The Makefiles and TCL scripts provided in the SecBus distribution can do this for you automatically:

cd secbus/vhdl/hsm/src/axi_simple_bridge
make UILA=0x88008000 uimage

Next, the device tree must also be adapted. Usable memory must be moved above 0x8800_0000. This can be done by changing the device tree source. First create the device tree sources:

cd secbus/vhdl/hsm/src/axi_simple_bridge
make dts

The axi_simple_bridge.vv-syn/top.sdk/dts directory should have been created, populated with the default device tree sources. The memory entry must be set as follows in axi_simple_bridge.vv-syn/top.sdk/dts/system.dts:

memory {
		device_type = "memory";
		linux,usable-memory = <0x88000000 0x18000000>;
	};

Then, compile the device tree:

/opt/xlnx/linux-xlnx/build/scripts/dtc/dtc -I dts -O dtb -o devicetree.dtb \
axi_simple_bridge.vv-syn/top.sdk/dts/system.dts

The provided Makefiles and TCL scripts can do all this automatically for you:

make KNBA=0x88000000 KNMS=0x18000000 dtb

Instead of modifying the original device tree source file, this creates a copy named axi_simple_bridge.vv-syn/top.sdk/dts/system.dts.edited, modifies it and compiles it with the Linux device tree compiler. The resulting device tree blob is secbus/vhdl/hsm/src/axi_bridge/devicetree.dtb.
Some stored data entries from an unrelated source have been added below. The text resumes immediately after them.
PR #459, opened 2026-09-01
Storage: lightweight run-list projections + on-demand report detail (fixes V8 string overflow, 36MB first-paint fetches)

ashwin-pc:
Complete transcripts made report documents honest — and heavy (36.7MB observed). Two endpoints buckled; this PR makes report size a non-issue everywhere:

**List endpoints** (`4a23c38`): previously loaded ALL report docs into memory pre-pagination (~1.1GB observed) then failed `res.json()` with V8 "Invalid string length" (HTTP 500 after 9s). Now: filename-first pagination, centralized lightweight projection (`server/adapters/runSummary.ts`) stripping rawEvents/trajectory/raw judge payloads across all seven list routes, `.summaries` sidecars with lazy backfill, OpenSearch `_source` projections. Measured: 9.1s/500 → 5ms/200.

**Detail endpoint** (`7fa14e4`): run-inspect pages eagerly fetched full docs per case (×3 ≈ 110MB before first paint). Now `GET /runs/:id?include=core|full` — core (268KB, everything except rawEvents/trajectory/raw responses) paints the page; heavy sections hydrate per-tab on demand. `full` preserves exact previous behavior for CLI/export consumers (callers audited). Measured: first paint from 8.2KB summaries + 92.7KB core.

Regression tests include a synthetic 50MB-rawEvents report: lists stay small, detail stays complete, nothing serializes unbounded documents by accident.

PR #463, opened 2026-09-01
fix(api): contract hardening across storage/metrics/skills routes

goyamegh:
## Summary

Fixes 9 remaining findings from an API KPI probe sweep (F4, F5, F6, F7, F8, F9, F10, F11, F12), plus carries the already-tested storage create/bulk validation fix (F1-F3, cherry-picked from `goyamegh/storage-create-validation`, commit 3b08dccb — this was cherry-picked clean, no conflicts against post-#444 `main`). F1 (pagination) is deliberately **not** touched here — covered by merged #444 + open #459.

Each finding below maps to one or two commits (see commit list). All source commits carry unit tests; a consolidated integration suite (real server + real shared OpenSearch cluster) covers the HTTP-visible findings in the final commit.

---

### F11 (P1) — unknown `agentKey` started a real 30s+ run and persisted junk

**Before:** `POST /api/storage/benchmarks/:id/execute` with `{ agentKey: "bogus" }` returned `200` SSE, started `executeRun()`, and wrote a run entry into `benchmark.runs[]` — all before the connector eventually failed.

**After:** `agentKey` is resolved against the exact same source `GET /api/agents` uses (`loadConfigSync().agents` + `getCustomAgents()`) **before** the benchmark is even fetched. Unknown key → fast `400 { error: "Unknown agentKey: ..." }`, nothing persisted.

**Test (integration, real cluster):**
```
POST /api/storage/benchmarks/<id>/execute { agentKey: "nonexistent-agent-..." }
→ 400 { error: "Unknown agentKey: nonexistent-agent-..." }
GET  /api/storage/benchmarks/<id> → runs[] unchanged (length before === length after)
```

### F4 (P2) — malformed JSON leaked an HTML stack trace

**Before:** `POST` with body `{not json` → Express's default HTML error page, including the raw `SyntaxError` stack (internal file paths).

**After:** body-parser `entity.parse.failed` → clean `400 { "error": "invalid JSON body" }`; a final catch-all error handler (registered after routes + SPA fallback) ensures any other uncaught error also answers JSON, never HTML/stack.

**Test (integration, 3 real routes):**
```
POST /api/storage/test-cases '{not json' → 400 { error: "invalid JSON body" }, content-type: json, no "<html", no "SyntaxError"
POST /api/storage/benchmarks  '{not json' → same
POST /api/logs                '{not json' → same
```

### F12 (P2) — `PATCH .../metadata` persisted type-confused values

**Before:** `PATCH .../metadata { name: 12345 }` → `200`, benchmark's `name` field stored and returned as the **number** `12345`.

**After:** `name` (non-empty string when present) and `description` (string when present) are validated; violations → `400` before the storage adapter is called.

**Test (integration, real cluster):**
```
PATCH .../metadata { name: 12345 } → 400
GET   .../<id> → name is still the original string (unchanged)
PATCH .../metadata { description: { nested: true } } → 400
PATCH .../metadata { name: "Renamed" } → 200, name: "Renamed" (valid updates still work)
```

### F5 (P2) — dead, unmounted leaderboard routes

**Judgement call:** `server/routes/leaderboard.ts` (11 `/api/coding-agents/leaderboard/*` endpoints) is never imported/mounted by `server/routes/index.ts` — every one of these routes has always 404'd. Grepped the whole repo (frontend, CLI, tests) for callers: **none exist**. Deleted the file rather than wiring it up, since (a) nothing calls it, (b) its backing `server/services/codingAgents/leaderboard/*` service modules are themselves unreferenced elsewhere, and (c) wiring up 11 endpoints nobody has exercised is riskier than removing dead code that behaves identically either way (404 before, 404 after). **Flagging for reviewers** in case there was unshipped intent here — happy to revert if maintainers want it wired up instead.

**Test (integration):** the 3 sampled leaderboard endpoints still return `404` post-removal (regression-lock on the unchanged observable behavior).

### F6 (P2) — skills folder-picker leaked the shell command on failure

**Before:** `POST /api/skills/browse` on a headless Linux box with neither `zenity` nor `kdialog` installed → `500` with the full failed shell command (`Command failed: zenity --file-selection ... /bin/sh: zenity: command not found`) in the response body.

**Checked the frontend caller** (`services/client/skillsApi.ts` → `components/skills/SkillsPage.tsx`): the Skills page already has a manual-path text-entry fallback, so a clean error message is sufficient.

**After:** `501 { error: "Native folder picker unavailable on this server. Enter the skill folder path manually." }`; the real error is still logged server-side (`debug` + `console.warn`) for operators. Cancel/success paths unchanged.

**Test (unit, mocked `execSync`):** asserts the response body never contains `zenity`/`kdialog`/`Command failed` substrings.

### F7 (P3) — dishonest/inconsistent delete-of-nonexistent semantics

**Before:**
- `DELETE /api/storage/test-cases/:nonexistent` → `200 { deleted: 0 }`
- `DELETE /api/storage/benchmarks/:nonexistent` → `200 { deleted: true }` (a lie — nothing was deleted)
- `GET` on the same ids correctly `404`s in both cases.

**After:** both routes now check the adapter's already-accurate `{ deleted }` return value (`boolean` for benchmarks, a version-count for test cases — both adapters already return this correctly, the routes just ignored it) and answer `404` on a no-op delete. **Implemented entirely at the route layer** — no adapter changes, per the conflict-avoidance note (open PR #452 owns adapter delete internals).

**Test (integration, real cluster):**
```
DELETE /api/storage/test-cases/<nonexistent> → 404
DELETE /api/storage/benchmarks/<nonexistent> → 404
DELETE /api/storage/benchmarks/<real-id>     → 200 { deleted: true } (unchanged for real deletes)
```

### F8 (P3) — nonexistent run indistinguishable from a real zero-cost run

**Before:** `GET /api/metrics/:runId` for a nonexistent runId → `200` with all-zero metrics and `status: "pending"` — the exact same shape a real zero-cost run (e.g. tool-only, no LLM calls) would produce.

**Checked the frontend consumer** (`services/metrics.ts` → run-report polling, which relies on `status: "pending"` + `200` for legitimate in-flight polling): changing this to a `404` would break real in-flight-run polling, so I picked the **non-breaking option** explicitly suggested by the finding.

**After:** added an additive `found: boolean` field — `false` when no spans exist for the runId, `true` whenever spans exist (even at zero cost). Existing status codes/shape are unchanged.

**Test (unit + integration):** `found:false` for empty spans, `found:true` for a zero-cost span set; integration hits a real nonexistent runId against the live observability cluster.

### F9 (P3) — unscoped query on empty body

**Before:** `POST /api/logs` with `{}` → `200` with an unscoped, cluster-wide `match_all`-equivalent query (`must: []`).

**Checked the real callers** (`server/services/traceJudgeTools.ts`, `server/services/comparisonTraceTools.ts` — the judge/comparison `query_logs` tools): both already guard "no runId available" before calling this route and always send a `runId`. An empty body has no legitimate meaning here.

**After:** requires the body to be a JSON object and `runId` to be a non-empty string; `400` otherwise, before the query is built.

**Test (unit + integration):** empty body, non-string `runId`, non-object body all `400`; a real `runId` still queries scoped.

### F10 (P3) — boot log doesn't distinguish "disabled" from "scanned, found nothing"

**Before:** `recoverOrphanBenchmarkRunsSafely()` / `resumePendingTracePollsSafely()` print the identical `no orphan running/pending ... [0ms]` line whether recovery actually scanned and found zero orphans, or was short-circuited by `BENCHMARK_RUN_RECOVERY_DISABLED=1` / `TRACE_RECOVERY_DISABLED=1` — this repo's own test servers boot with these env vars set (per this repo's `AGENTS.md`), so the ambiguity is hit on every local/CI test-server boot.

**Judgement call:** the task description also names `EVALUATION_RUN_RECOVERY_DISABLED` as a sibling env var, but it doesn't actually gate anything in this codebase (no `evaluationRunRecoveryOnBoot.ts` module exists) — test servers set it defensively/future-proofingly. The real sibling with the identical bug is `server/services/traceRecoveryOnBoot.ts` (gated by `TRACE_RECOVERY_DISABLED`), fixed alongside `benchmarkRunRecoveryOnBoot.ts`.

**After:** both stat shapes carry a `disabled` flag, set on the disabled short-circuit path; the boot log now prints a distinct `recovery disabled via env (...)` line.

**Test (unit):** asserts the distinct log line and correct `disabled` flag in both the "disabled" and "scanned, found nothing" cases.

---

## Verification

**Build:** `npm run build:all` — clean (frontend `tsc && vite build`, `build:server`, `build:cli`, `build:lib` all succeed).

**Unit tests:** `npx jest tests/unit` → **309/309 suites, 5259/5264 tests passing** (5 skipped, pre-existing/unrelated — same skip set as `origin/main`).

**Integration tests** (real server, real shared OpenSearch cluster, `AH_PORT=4342`, `BENCHMARK_RUN_RECOVERY_DISABLED=1 EVALUATION_RUN_RECOVERY_DISABLED=1 TRACE_RECOVERY_DISABLED=1`):
- `createValidation.integration.test.ts` (the cherry-picked F1-F3 fix's own suite): **23/23 passing**
- `apiContractHardening.integration.test.ts` (this PR's new suite, F4/F5/F7/F8/F9/F11/F12): **15/15 passing**

```
Tests:       15 passed, 15 total
  F4: malformed JSON body handling (3/3)
  F11: unknown agentKey execute (1/1)
  F12: metadata type validation (3/3)
  F7: delete-of-nonexistent semantics (3/3)
  F8: metrics found:false (1/1)
  F9: logs runId validation (1/1)
  F5: removed leaderboard routes stay 404 (3/3)
```

All test-created data was tracked by id and deleted in `afterAll` (never a name-scan delete); verified zero leaked documents on the shared cluster via a post-run `includeSample=false` scan for the suite's unique name marker.

**`npm audit --audit-level=high`:** 31 pre-existing vulnerabilities (react-router, undici, vite transitive deps) — these are **pre-existing on `origin/main`**, unrelated to this change, and are being tracked/repaired by a parallel effort per the standing note in this repo's workflow docs.

**e2e:** not run for this PR — every change here is server/API-only; no UI-visible behavior changed (confirmed via full repo grep for frontend callers of every touched route).

**DCO:** all 9 commits signed off (`git log origin/main..HEAD | grep -c "Signed-off-by"` → 9/9).

**CHANGELOG.md:** updated under `## [Unreleased]` → `### Fixed` with one entry per finding, each linking the touched files and tests.

---

## Codex adversarial review

Findings and applied/rejected decisions will be posted as a follow-up comment on this PR before requesting approval, per this repo owner's standing review process.


goyamegh:
## Adversarial review (codex_review / gpt-5.4)

Per this repo owner's standing practice, I ran an adversarial review of this diff with a different model family (OpenAI gpt-5.4) before requesting approval. Findings and what I did with each:

|---|---|---|---|
| 1 | `agentName`/`modelName` relaxation on `POST /api/storage/runs` only checked `typeof === 'string'`, so `""` passed | HIGH | **Applied** — now requires a non-empty string when the field is present (still optional). Added unit tests for empty-string `agentName` and whitespace-only `modelName`. |
| 2 | `POST /api/logs`'s `runId` check (`!runId \|\| typeof !== 'string'`) let whitespace-only strings through | MED (raised while reviewing #1's pattern) | **Applied** — added a `.trim()` check. Added a unit test for `runId: '   '`. |
| 3 | The JSON body-parser error handler only mapped `entity.parse.failed` (malformed JSON); an oversized body (`entity.too.large`) wasn't given the same clean-JSON treatment and would fall through to the generic 500 handler | MED | **Applied** — added an `entity.too.large` → `413` branch alongside the existing `400`. Added a unit test. |
| 4 | `found:false` in the metrics response only reflects "no trace spans were found for this runId", not literal run-existence (ingestion lag / wrong time window would also show `found:false`) | HIGH | **Acknowledged, not changed** — this is an inherent limitation of a trace-based metrics endpoint that has no run-document lookup to consult (by design, to avoid the false-positive risk of adding one — see the F8 write-up in the PR description for why I didn't wire in a storage lookup). Tightened the code comment to state this limitation explicitly rather than implying certainty. |
| 5 | `isKnownAgentKey()` on benchmark execute reads current config, so a benchmark referencing a since-renamed/removed agent key becomes unexecutable | HIGH | **Rejected** — this isn't a regression: before this fix, executing with an unknown/renamed-away agentKey *also* failed, just later (after starting a real run and persisting a junk entry) rather than fast. Nothing that used to succeed now fails. `loadConfigSync()` per-request is the same pattern `GET /api/agents` already uses synchronously today. |
| 6 | Deleting `server/routes/leaderboard.ts` (11 dead endpoints) is scope creep for a "bug fix" PR and should have maintainer sign-off | MED | **Rejected (already flagged)** — this was explicitly one of the 12 findings this PR was asked to fix (F5); the PR body already calls it out as a judgement call and invites reviewers to object/revert. |
| 7 | `testCases.ts` delete-of-nonexistent check (`if (!result.deleted)`) assumes the adapter's version-count is 0 iff nothing existed, which the finding's own writeup describes as a "version count", not a boolean | MED | **Reviewed, rejected** — every test case is created with an initial `version: 1` document; a real test case with zero stored versions is not a reachable state in either adapter, so `deleted === 0` reliably means "nothing existed." |
| 8 | Skills folder-picker fix still logs the sensitive `err.message` server-side via `debug()`/`console.warn()` | LOW | **Rejected (by design)** — the finding was specifically about the *client-facing response body* leaking shell command text; server-side operator logs are a different, expected trust boundary, and the assigned task explicitly asked for exactly this ("logging the real error server-side for debugging"). |
| 9 | The single consolidated integration suite against a real shared cluster is less rigorous than targeted tests for the new edge cases | MED | **Partially applied** — added the missing unit-test edge cases (see #1/#2/#3 above) rather than adding more integration surface against the shared cluster, which would add flakiness without adding signal for these specific checks. |

Net: 3 real hardening gaps closed (empty-string `agentName`/`modelName`, whitespace `runId`, `entity.too.large`), 1 doc clarification, 5 findings reviewed and rejected with reasoning above.

goyamegh:
## Update: CI fixes + additional codex_review follow-up applied

New head: `7fb647095729c0de56fe84f6084d780767c18ca9`

### CI fixes
- **`link-check`**: `CHANGELOG.md`'s F452 e2e-cleanup bullet referenced `tests/e2e/resume-run-benchmark-link.spec.ts`, which has never existed on `origin/main` — this exact regression was already fixed once before (commit `1f5d5fd58`) but PR #452's squash-merge carried the pre-fix wording back. Applied the identical fix (describe only the three real specs). Verified no other `.md` link in the repo points at a nonexistent local file.
- **`integration-tests`**: one flaky failure on `evaluationRuns.integration.test.ts`'s re-promote check (expected 400, got 200). Traced the full path (`promoteRunToBenchmark()` → `refresh:'wait_for'` write → real-time doc `GET` read) — there's no plausible storage-layer race for this specific check, and neither `evaluationRuns.ts` nor `benchmarkPromotion.ts` is touched by any commit in this PR. Hardened the test with a short bounded poll before the re-promote call regardless, since the root cause (heavy concurrent CI load) couldn't be pinned down further and the mitigation is free in the normal case.

### Additional codex_review pass (per follow-up request)
|---|---|---|---|
| 1 | Bulk routes (`runs/bulk`, `benchmarks/bulk`) silently folded validation-dropped items into `errors` | HIGH | **Applied** — added `invalid`/`invalidIndexes` to both responses (additive; `errors` keeps its meaning). PR body's bulk section now documents the two failure models explicitly: `test-cases/bulk` rejects the whole batch (bulkUpsert 500-risk), `benchmarks/bulk`/`runs/bulk` are partial-success with reported indexes. |
| 2 | `found` on metrics conflated "run missing" with "no spans yet" | HIGH | **Applied** — renamed to `hasSpans` (types + service + tests + CHANGELOG), doc comment now states the limitation explicitly. |
| 3 | Verify `isKnownAgentKey()`'s resolution source matches `executeRun()`'s | HIGH | **Investigated and confirmed**: `services/benchmarkRunner.ts`'s `buildAgentConfigForRun()` uses the exact same `[...config.agents, ...getCustomAgents()].find(...)` pattern, no remote-server/alias resolution elsewhere. Documented this directly in the function's doc comment, and closed a latent gap found while verifying: `isKnownAgentKey()` didn't defend against `loadConfigSync()` throwing (an uncaught rejection outside an async Express 4 handler's `try` doesn't reach the error middleware) — now fails closed with try/catch, mirroring `buildAgentConfigForRun()`'s own defensive pattern. |
| 4 | `validateBenchmarkCreate`'s `testCaseIds` allowed `''` | MED | **Applied** — now requires non-empty strings. |
| 5 | `POST /api/logs` had no bound on `size`, no type-check on `startTime`/`endTime` | LOW | **Applied** — `size` clamped to 1-1000 (default 100), `startTime`/`endTime` rejected if present and non-numeric. |

Rejected items (per your note, logged here for the record): 404-on-nonexistent-delete stays; SSE mid-stream error semantics on `/execute` stays out of scope (separate finding); `501` on `skills/browse` stays; final-error-handler message left as `'Internal server error'` (not changed to `'Bad request'` for <500 statuses — happy to change if preferred, deferred to owner call).

All unit (330 suites / 5634 tests) and integration tests (58/58 across the 3 touched suites) verified green locally against the real shared OpenSearch cluster before this push.

TackAdam (approved):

Finally, the parameters U-Boot passes to the kernel must be adapted. The U-Boot environment variable fdt_high must be set to 0xffff_ffff to prevent the device tree from being copied to another location during boot. Same with initrd_high for the ramdisk image:

zynq-uboot> setenv fdt_high 0xffffffff
zynq-uboot> setenv initrd_high 0xffffffff

The Linux kernel, ramdisk, and device tree blob must be loaded in the AAS and U-Boot must jump into the kernel using the AAS addresses:

zynq-uboot> fatload mmc 0 0x8b000000 uImage
zynq-uboot> fatload mmc 0 0x8c000000 uramdisk.image.gz
zynq-uboot> fatload mmc 0 0x8aa00000 devicetree.dtb
zynq-uboot> bootm 0x8b000000 0x8a000000 0x8aa00000

Again, the uEnv.txt file provided with the SDCard archive does this for you by setting automatically several U-Boot environment variables.